> WORK TO COMPLETE
Go through the data below and copy each line where the word "discussion" occurs.

> SOURCE MATERIAL

===============

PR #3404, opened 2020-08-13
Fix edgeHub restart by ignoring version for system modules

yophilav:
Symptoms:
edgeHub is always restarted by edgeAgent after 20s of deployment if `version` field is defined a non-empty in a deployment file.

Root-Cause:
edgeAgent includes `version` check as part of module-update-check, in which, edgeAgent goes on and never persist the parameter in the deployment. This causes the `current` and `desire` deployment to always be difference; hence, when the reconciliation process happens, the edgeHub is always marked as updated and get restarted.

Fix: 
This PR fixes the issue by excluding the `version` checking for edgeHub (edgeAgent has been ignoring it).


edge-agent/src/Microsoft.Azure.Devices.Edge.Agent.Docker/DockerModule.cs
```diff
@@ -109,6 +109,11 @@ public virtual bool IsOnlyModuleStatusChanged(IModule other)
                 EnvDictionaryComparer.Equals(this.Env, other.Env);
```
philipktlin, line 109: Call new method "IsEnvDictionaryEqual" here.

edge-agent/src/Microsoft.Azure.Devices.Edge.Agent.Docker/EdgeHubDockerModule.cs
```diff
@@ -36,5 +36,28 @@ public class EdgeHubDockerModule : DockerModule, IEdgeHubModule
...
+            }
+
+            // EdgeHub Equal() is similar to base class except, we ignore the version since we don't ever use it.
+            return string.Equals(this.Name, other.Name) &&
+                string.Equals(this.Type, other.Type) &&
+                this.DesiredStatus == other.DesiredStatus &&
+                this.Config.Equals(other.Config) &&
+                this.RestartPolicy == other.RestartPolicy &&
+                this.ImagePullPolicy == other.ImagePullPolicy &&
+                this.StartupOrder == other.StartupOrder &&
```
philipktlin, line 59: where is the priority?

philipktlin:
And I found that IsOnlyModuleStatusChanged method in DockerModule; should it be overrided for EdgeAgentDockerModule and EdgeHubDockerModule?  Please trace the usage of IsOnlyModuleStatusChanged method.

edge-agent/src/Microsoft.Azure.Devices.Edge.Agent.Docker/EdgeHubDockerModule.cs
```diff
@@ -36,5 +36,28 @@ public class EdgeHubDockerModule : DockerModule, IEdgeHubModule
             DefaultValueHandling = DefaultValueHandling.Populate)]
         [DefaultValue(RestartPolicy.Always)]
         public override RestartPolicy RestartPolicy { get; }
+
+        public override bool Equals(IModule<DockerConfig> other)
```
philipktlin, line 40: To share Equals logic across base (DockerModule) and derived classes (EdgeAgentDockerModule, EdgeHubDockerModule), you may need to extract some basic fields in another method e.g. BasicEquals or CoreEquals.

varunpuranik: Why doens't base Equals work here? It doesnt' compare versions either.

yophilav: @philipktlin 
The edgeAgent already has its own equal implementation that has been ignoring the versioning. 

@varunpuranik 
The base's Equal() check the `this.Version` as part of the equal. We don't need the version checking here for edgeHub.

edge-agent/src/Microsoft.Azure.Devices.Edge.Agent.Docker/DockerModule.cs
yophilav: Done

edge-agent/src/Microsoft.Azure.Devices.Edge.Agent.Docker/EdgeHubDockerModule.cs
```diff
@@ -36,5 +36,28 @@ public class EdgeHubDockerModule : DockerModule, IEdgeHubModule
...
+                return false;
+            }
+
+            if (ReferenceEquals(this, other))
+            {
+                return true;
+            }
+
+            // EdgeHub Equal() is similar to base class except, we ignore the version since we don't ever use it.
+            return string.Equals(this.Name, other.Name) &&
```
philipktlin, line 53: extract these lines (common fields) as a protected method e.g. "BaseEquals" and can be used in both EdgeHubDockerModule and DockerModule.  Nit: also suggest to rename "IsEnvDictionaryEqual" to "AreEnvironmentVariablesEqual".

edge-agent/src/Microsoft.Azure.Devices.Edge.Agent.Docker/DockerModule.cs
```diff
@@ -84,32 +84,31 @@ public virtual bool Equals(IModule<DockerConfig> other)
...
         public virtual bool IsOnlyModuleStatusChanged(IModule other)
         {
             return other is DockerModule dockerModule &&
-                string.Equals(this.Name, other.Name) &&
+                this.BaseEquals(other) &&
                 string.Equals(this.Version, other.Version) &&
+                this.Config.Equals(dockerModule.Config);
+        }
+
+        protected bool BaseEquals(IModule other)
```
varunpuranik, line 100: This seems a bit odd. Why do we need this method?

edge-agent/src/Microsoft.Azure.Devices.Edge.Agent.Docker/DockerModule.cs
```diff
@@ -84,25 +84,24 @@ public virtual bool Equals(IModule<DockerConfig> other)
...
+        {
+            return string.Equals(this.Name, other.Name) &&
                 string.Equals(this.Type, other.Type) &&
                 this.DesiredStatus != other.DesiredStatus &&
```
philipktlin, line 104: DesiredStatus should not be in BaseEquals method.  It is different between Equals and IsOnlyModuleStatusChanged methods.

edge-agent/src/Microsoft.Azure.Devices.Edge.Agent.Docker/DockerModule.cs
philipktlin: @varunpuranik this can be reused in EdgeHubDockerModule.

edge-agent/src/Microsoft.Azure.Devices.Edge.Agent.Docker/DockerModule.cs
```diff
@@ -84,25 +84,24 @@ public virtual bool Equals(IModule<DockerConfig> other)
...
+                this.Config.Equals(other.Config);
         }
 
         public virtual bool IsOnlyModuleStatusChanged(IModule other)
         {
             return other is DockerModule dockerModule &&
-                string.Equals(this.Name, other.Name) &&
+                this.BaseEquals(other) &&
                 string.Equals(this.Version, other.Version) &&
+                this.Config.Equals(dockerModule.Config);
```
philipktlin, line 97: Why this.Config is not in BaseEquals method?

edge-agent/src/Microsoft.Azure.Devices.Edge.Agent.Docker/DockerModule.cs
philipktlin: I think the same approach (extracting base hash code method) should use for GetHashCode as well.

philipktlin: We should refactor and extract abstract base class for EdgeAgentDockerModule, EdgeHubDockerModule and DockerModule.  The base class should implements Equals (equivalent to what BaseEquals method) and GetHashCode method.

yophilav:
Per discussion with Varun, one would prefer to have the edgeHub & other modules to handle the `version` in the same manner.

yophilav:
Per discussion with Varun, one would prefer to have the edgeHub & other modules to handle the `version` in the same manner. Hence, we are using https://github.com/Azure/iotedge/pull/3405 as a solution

===============

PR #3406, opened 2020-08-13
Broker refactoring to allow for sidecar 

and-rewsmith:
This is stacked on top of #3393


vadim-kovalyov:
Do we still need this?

===============

> ANSWER BOX
Per discussion with Varun, one would prefer to have the edgeHub & other modules to handle the `version` in the same manner.
Per discussion with Varun, one would prefer to have the edgeHub & other modules to handle the `version` in the same manner. Hence, we are using https://github.com/Azure/iotedge/pull/3405 as a solution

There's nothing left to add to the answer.